PR #12637, opened 2024-06-03
Fix compaction recover skip negative time partition

shuwenwei:
## Description
Fix compaction recover skip negative time partition


OneSizeFitsQuorum (approved):
LGTM

PR #12647, opened 2024-06-03
Subscription: adapt pipe completion signal for automatically drop subscription

VGalaxies:
- Add topic parameter mode
  - query
  - subscribe
- When to commit PipeTerminateEvent
  - After the DN-side subscription sink receives the PipeTerminateEvent, it reduces the reference count and commits directly, marking the corresponding pipe task as complete.
- How to notify the client
  - When the pipe is automatically dropped and the prefetching queue is unbound, the corresponding prefetching queue is marked as complete (unbind).
  - When the client pulls from a prefetching queue marked as complete, it will get an event containing a TerminationPayload. The client will automatically unsubscribe from the topic of this event.
- How to release resources
  - Upon all associated consumers unsubscribing from the associated topic, reclaim the corresponding prefetching queue (remove).
  - Until all consumers unsubscribe from that topic, all prefetching queues on all DN remain.

---

**Example**: `org.apache.iotdb.SubscriptionSessionExample#dataSubscription3`, `org.apache.iotdb.SubscriptionSessionExample#dataSubscription4`


iotdb-core/datanode/src/main/java/org/apache/iotdb/db/subscription/broker/SubscriptionBroker.java
```diff
@@ -162,8 +162,30 @@ public void unbindPrefetchingQueue(final String topicName) {
...
+
+  public void removePrefetchingQueue(final String topicName) {
+    final SubscriptionPrefetchingQueue prefetchingQueue =
+        topicNameToPrefetchingQueue.get(topicName);
+    if (Objects.isNull(prefetchingQueue)) {
+      LOGGER.warn("Subscription: prefetching queue bound to topic [{}] does not exist", topicName);
+      return;
+    }
+
+    if (!prefetchingQueue.isCompleted()) {
```
Caideyipi, line 182: It seems that the "completed" is marked when the pipe is dropped. However in the normal scenarios (namely the unsubscriptions is manually triggered by the client) the "drop pipe" is executed after updating consumer group meta. That is, the "isCompleted" may be false when a topic's last subscription is removed.

iotdb-client/session/src/main/java/org/apache/iotdb/session/subscription/consumer/SubscriptionConsumer.java
```diff
@@ -336,18 +336,23 @@ protected List<SubscriptionMessage> poll(final Set<String> topicNames, final lon
...
+            case TERMINATION:
+              final SubscriptionCommitContext commitContext = pollResponse.getCommitContext();
+              final String topicNameToUnsubscribe = commitContext.getTopicName();
+              LOGGER.info(
+                  "Termination occurred when SubscriptionConsumer {} polling topics {}, unsubscribe topic {} on DN {} automatically",
+                  this,
+                  topicNames,
+                  topicNameToUnsubscribe,
+                  commitContext.getDataNodeId());
+              unsubscribe(topicNameToUnsubscribe);
```
Caideyipi, line 353: Note that since the pipe is automatically dropped, the "DropPipeProcedure"s in "DropSubscriptionProcedure" will encounter failure in validation... Need to add some checks or else the procedure will fail.

iotdb-core/node-commons/src/main/java/org/apache/iotdb/commons/subscription/meta/consumer/ConsumerGroupMeta.java
```diff
@@ -74,6 +74,31 @@ public long getCreationTime() {
...
+  public static /* @NonNull */ Set<String> getTopicsUnsubByGroup(
+      final ConsumerGroupMeta currentMeta, final ConsumerGroupMeta updatedMeta) {
+    if (!Objects.equals(currentMeta.consumerGroupId, updatedMeta.consumerGroupId)) {
+      return Collections.emptySet();
+    }
+    if (!Objects.equals(currentMeta.creationTime, updatedMeta.creationTime)) {
+      return Collections.emptySet();
+    }
+    if (!Objects.equals(
+        currentMeta.consumerIdToConsumerMeta, updatedMeta.consumerIdToConsumerMeta)) {
```
Caideyipi, line 86: Consider closing the consumer directly, and the consumerIdToConsumerMeta is altered by the DropConsumerProcedure.... In that case the queue can not be removed.

Caideyipi: TODO: Remove "topic" key in ConsumerGroupMeta#removeConsumer.

integration-test/src/test/java/org/apache/iotdb/subscription/it/dual/IoTDBSubscriptionTopicIT.java
```diff
@@ -543,7 +551,112 @@ public void testTopicInvalidProcessorConfig() throws Exception {
...
+                              QueryExpression.create(Collections.singletonList(path), null));
+                      while (dataSet.hasNext()) {
+                        dataSet.next();
+                        rowCount.addAndGet(1);
+                      }
+                    }
+                  }
+                  consumer.commitSync(messages);
+                }
+                consumer.unsubscribe(topicName);
```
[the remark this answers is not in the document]
VGalaxies: > This will work not only in the query mode since the "unsubscribe" is explicitly called...

Before the Awaitility test passes, the consumer is always in a poll loop, so it can be confirmed that the drop subscription is triggered due to receiving a TerminationPayload.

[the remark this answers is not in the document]
VGalaxies: > This will work not only in the query mode since the "unsubscribe" is explicitly called...

removed this explicit unsubscribe...

iotdb-client/session/src/main/java/org/apache/iotdb/session/subscription/consumer/SubscriptionConsumer.java
VGalaxies: In DropPipeProcedureV2, no exception will be occurred even if the pipe does not exist...

Caideyipi: Okay, checked that there are not.... However there will be a warn log in PipeDataNodeRemainingEventAndTimeMetrics#deregister. Can you remove it incidentally?

VGalaxies: > Okay, checked that there are not.... However there will be a warn log in PipeDataNodeRemainingEventAndTimeMetrics#deregister. Can you remove it incidentally?

added a boolean return value to `dropPipe`...

iotdb-core/confignode/src/main/java/org/apache/iotdb/confignode/procedure/impl/subscription/subscription/DropSubscriptionProcedure.java
```diff
@@ -242,44 +250,47 @@ protected void rollbackFromOperateOnConfigNodes(ConfigNodeProcedureEnv env) {
...
     }
 
-    // Do nothing to rollback dropPipeProcedures
+    // Rollback AlterConsumerGroupProcedure
+    alterConsumerGroupProcedure.rollbackFromOperateOnConfigNodes(env);
   }
 
   @Override
-  protected void rollbackFromOperateOnDataNodes(ConfigNodeProcedureEnv env) throws IOException {
+  protected void rollbackFromOperateOnDataNodes(final ConfigNodeProcedureEnv env)
```
Caideyipi, line 268: There are 3 points for the rollback function:
1. Usually when we do rollback, we roll back from the last executed to the first executed.
2. We do not rollback DataNode and ConfigNode execution of dropping pipe.
3. Whether the drop subscription procedure needs to be rolled back may need to be considered twice.

iotdb-client/service-rpc/src/main/java/org/apache/iotdb/rpc/subscription/exception/SubscriptionTerminationException.java
```diff
@@ -0,0 +1,40 @@
...
+ * under the License.
+ */
+
+package org.apache.iotdb.rpc.subscription.exception;
+
+import java.util.Objects;
+
+public class SubscriptionTerminationException extends SubscriptionRuntimeCriticalException {
+
+  public SubscriptionTerminationException(final String message) {
```
Caideyipi, line 26: Consider whether to use it before merge.

iotdb-core/confignode/src/main/java/org/apache/iotdb/confignode/procedure/impl/subscription/subscription/DropSubscriptionProcedure.java
VGalaxies: > Usually when we do rollback, we roll back from the last executed to the first executed.

The DropSubscriptionProcedure has been appropriately modified. The CreateSubscriptionProcedure will be modified in subsequent metadata restructuring.

> Whether the drop subscription procedure needs to be rolled back may need to be considered twice.

Before metadata restructuring, considering that the process of changing the topic meta and consumer group meta involves multiple procedures, there could be failures during execution. Therefore, it is currently necessary to consider rolling back part of the procedure to ensure CN metadata consistency.

In the subsequent metadata restructuring, we will consider mapping the drop subscription procedure to a single procedure. At that time we can consider not performing rollback to prevent the occurrence of create subscription after the rollback of drop subscription.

========================================

Copy out all lines from the records where the word "LOGGER" appears.

**Result of the exercise**
+      LOGGER.warn("Subscription: prefetching queue bound to topic [{}] does not exist", topicName);
+              LOGGER.info(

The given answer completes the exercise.